It’s sitting in your car one winter in Rotterdam that I tell you your future.
It’s quiet except for my voice like a radio buzz shaking the car slightly,
and the streets are dreams with edges that fall off.
We drive into the headlights, past the field that makes us feel rural,
so unmoving and flat like the safety of the dashboard’s horizon.

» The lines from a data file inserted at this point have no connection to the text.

PR #573, opened 2017-11-21
PP-2446 Added Max Amount Validator

maxcbc:
# PP-2446 Added Max Amount Validator

## WHAT
- Added Max Amount Validator and tests
- Added as inline client-side validator via html template
- Added server-side validator to demo and prototype controllers with amount inputs

### DIFF
--- a/test/unit/controller/test_with_your_users_controller/submit_controller_test.js
+++ b/test/unit/controller/test_with_your_users_controller/submit_controller_test.js
@@ -24,6 +24,9 @@ const VALID_PAYLOAD = {
   'payment-description': 'Test service name',
   'confirmation-page': 'https://www.example.com'
 }
+const VALID_MINIMAL_GATEWAY_ACCOUNT_RESPONSE = {
+  payment_provider: 'sandbox'
+}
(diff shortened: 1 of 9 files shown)


test/unit/controller/test_with_your_users_controller/submit_controller_test.js
```diff
@@ -188,44 +189,117 @@ describe('test with your users - submit controller', () => {
...
+        it('should redirect with a statusCode of 302', () => {
+          expect(result.statusCode).to.equal(302)
+        })
+        it('should redirect to the create prototype link page', () => {
+          expect(result.header).to.have.property('location').to.equal(paths.prototyping.demoService.create)
+        })
+        it('should add a relevant error message to the session \'flash\'', () => {
+          expect(session.flash).to.have.property('genericError')
+          expect(session.flash.genericError.length).to.equal(1)
+          expect(session.flash.genericError[0]).to.equal('<h2>Enter a valid amount</h2> Choose an amount under £10,000,000')
```
ckalista: Interesting point here, the assertion of the test relies on the local been setup correctly which I guess we can assume, so no biggy.

PR #582, opened 2017-11-30
PP-2993 migrate to nunjucks

jonheslop:
We’ve decided to migrate from Mustache to Nunjucks because Mustache is no
longer maintained or used by the Node.js community, Nunjucks on
the other hand is widely used. It’s also used widely within GDS
(and also shares it's syntax with Jinja2 which GDS Python projects use)

This first commit is a rebase an amalgamation of my initial spike
work to see how Nunjucks could work for Pay and what config was
needed to get things going.
- ca9c3f7 But basically, I’ve removed the old templating packages and added the Nunjucks package. I have also renamed and moved all the old 'token' templates into their own directory to be inline with all the other settings templates I also renamed API keys not 'dev tokens' as this was confusing as we don't talk about them as tokens anywhere but here.
- 8c7b7b4 Credentials templates
- c88cf42 Settings, My services and Transaction detail templates
- bff7ead Team member templates
- 8f86196 Dashboard and prototype link templates
- 01e5121 Forgot password templates
- 8cdb77b Merchant details template
- 095f529 Self create service templates
- 2c52384 User registration templates
- 06b7420 Misc. error and other templates
- ae11188 Adding Nunjucksify, so we can do dynamic stuff in browser (like error messaging)
- 8522185 Moving all the converted templates to `views`


Gruntfile.js
```diff
@@ -47,9 +47,12 @@ module.exports = function (grunt) {
           },
           {
             expand: true,
-            cwd: 'node_modules/govuk_template_mustache/',
+            cwd: 'node_modules/govuk_template_jinja/',
             src: '**',
-            dest: 'govuk_modules/govuk_template/'
+            dest: 'govuk_modules/govuk_template/',
+            rename: function (dest, src) {
```
maxcbc: can be `rename: (dest, src) => dest + src.replace('html', 'njk'),`

app/controllers/api_keys_controller.js
```diff
@@ -7,8 +7,8 @@ var auth = require('../services/auth_service.js')
 const publicAuthClient = require('../services/clients/public_auth_client')
```
maxcbc: Love the rename

app/views-nunjucks/api-keys/_api-keys.njk
```diff
@@ -0,0 +1,28 @@
+<div class="tab-content current">
+    <h2 id="{{header}}" class="heading-medium remove-top-margin">
+        {% if tokens.length %}
+            {% if tokens_singular %}
```
maxcbc: could be `if tokens.length === 1`

server.js
```diff
@@ -72,14 +76,39 @@ function initialiseProxy (app) {
...
-function initialiseAppVariables (app) {
-  app.set('view engine', 'html')
-  app.set('vendorViews', path.join(__dirname, '/govuk_modules/govuk_template/views/layouts'))
-  app.set('views', path.join(__dirname, '/app/views'))
-}
-
 function initialiseTemplateEngine (app) {
-  app.engine('html', require(path.join(__dirname, '/lib/template-engine.js')).__express)
+  // Define app views
+  const appViews = [
```
maxcbc: should be declared outside function scope a la products-ui

server.js
```diff
@@ -72,14 +76,39 @@ function initialiseProxy (app) {
...
+  const nunjucksConfiguration = {
+    express: app, // the express app that nunjucks should install to
+    autoescape: true, // controls if output with dangerous characters are escaped automatically
+    throwOnUndefined: false, // throw errors when outputting a null/undefined value
+    trimBlocks: true, // automatically remove trailing newlines from a block/tag
+    lstripBlocks: true, // automatically remove leading whitespace from a block/tag
+    watch: false, // reload templates when they are changed (server-side). To use watch, make sure optional dependency chokidar is installed
+    noCache: false // never use a cache and recompile templates each time (server-side)
+  }
+  if ((!nodeEnv) || (nodeEnv !== 'production')) {
```
maxcbc: should perhaps just be in the nunjuncs configuration:
```
nocache: NODE_ENV !== 'production',
watch: NODE_ENV !== 'production
```

maxcbc: Also if you inline these you could inline the whole config as you wouldn't need to declare `const nunjucksConfiguration`. You could probable inline the appViews then too.

server.js
```diff
@@ -29,6 +30,9 @@ const errorHandler = require(path.join(__dirname, '/app/middleware/error_handler
 // Global constants
 const port = (process.env.PORT || 3000)
 const unconfiguredApp = express()
+const nodeEnv = process.env.NODE_ENV
```
maxcbc: should probably be screaming snake case

nickcolley:
Woah mammoth work, so good 🚀 💥 👍 

thumbs up on a rocket

PR #586, opened 2017-12-04
PP-2967 Updating Docker packages

daniele-occhipinti:
Updating Docker packages


daniele-occhipinti:
rebuild

daniele-occhipinti:
@heathd I pulled the dependency explicitly from edge because the ones in 3.4 were vulnerable. So, before this change, those packages were already in the container, but at an older version (which had sec vuls). The change explicitly installs newer versions of those packages from edge.

PR #587, opened 2017-12-05
PP-2836 - Strip whitespace from email and phone numbers

jonheslop:
emails with leading/trailing whitespace were rejected, now we trim it so they're not

Also phone numbers with spaces in were rejected too and that seems a shame, no we strip them server side

### DIFF
--- a/app/controllers/register_service_controller.js
+++ b/app/controllers/register_service_controller.js
@@ -40,7 +40,7 @@ module.exports = {
   submitRegistration: (req, res) => {
     const correlationId = req.correlationId
     const email = req.body['email']
-    const telephoneNumber = req.body['telephone-number']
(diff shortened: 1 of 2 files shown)


app/controllers/register_service_controller.js
```diff
@@ -40,7 +40,7 @@ module.exports = {
   submitRegistration: (req, res) => {
     const correlationId = req.correlationId
     const email = req.body['email']
-    const telephoneNumber = req.body['telephone-number']
+    const telephoneNumber = req.body['telephone-number'].replace(/\s/g, '')
```
georgeracu: There is no trim() function for this? Or something similar? 😕

jonheslop: `trim()` just removes whitespace from either end, this removes all the whitespace

PR #591, opened 2017-12-11
PP-3039 Upgrades Node.js version in package.json as well as test/prod Dockerfiles

brid:
## WHAT
Upgrades Node.js in both the package.json 'engines' (if deployed to Heroku) as well as the build/test and production Dockerfiles to use the 6.12.2 release of Node.js which fixes an Open SSL vulnerability released on the 8th December.


maxcbc:
Also worth changing `.nvmrc`

PR #592, opened 2017-12-11
BAU: Fix logging

tlwr:
Getting a million lines of

```
warn: Google Analytics Tracking ID [ANALYTICS_TRACKING_ID] is not set
```

in logs.

@jonheslop

solo @tlwr


server.js
```diff
@@ -52,7 +58,6 @@ function initialiseGlobalMiddleware (app) {
     res.locals.asset_path = '/public/'
     res.locals.routes = router.paths
     if (typeof process.env.ANALYTICS_TRACKING_ID === 'undefined') {
```
maxcbc: this shouldn't be done in middleware really. And it should be on `app.local` rather than `res.local` as it is global to the express app and not just to this particular request.
Just set `app.locals.analyticsTrackingId = process.env.ANALYTICS_TRACKING_ID || ''` globally here
It can then be accessed in the request via `res.app.locals.analyticsTrackingId`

I talk and hear my own thoughts together and you can hear me now and see me then and the mess of it was in a dream (someone’s) somewhere
(We dance in shallow water
in shadowed water
smoke on a rooftop in New York
shake at the heights and smell
cut mango flowers floating up from a street cart.
That’s much later.)
And the past too (my past not yours):
We spent a summer day
picking cherries in the backyard,
eating tomatoes in her mother’s garden.
Her half-blind cat swept through the sunflower stalks,
licking the sunrays off his paws.
Bleeding softly, the pits collected on napkins,
while the night ate the tree leaves,
casting shadows on fallen fruit.
Her mother’s fresh pierogies
cooling on the counter
dipped in sour cream with sugar.
All that food was love and all that love
sits still in my stomach. She’d lick the plate
when it tasted too good.
When the car stops you say:
I’m waiting for life so I can make
something that’s so full of truth you’ll
have to close your eyes and let it burst and burn
like a drunken firework.
I only know one way to kiss,
I’ve only seen underneath my lids.
So uncomfortable with the way it sounds
when I try to say all.
Then there’s your face in the shadows of the lemon tree
while I swing low from the limbs
reaching for the grass with my fingertips.
I get lost swimming in the dark
and you say just open your eyes now.
Last night I slept in my grandfather’s clothes
and my last thought towards sleep:
remember but I’ll bring you pictures if you forget.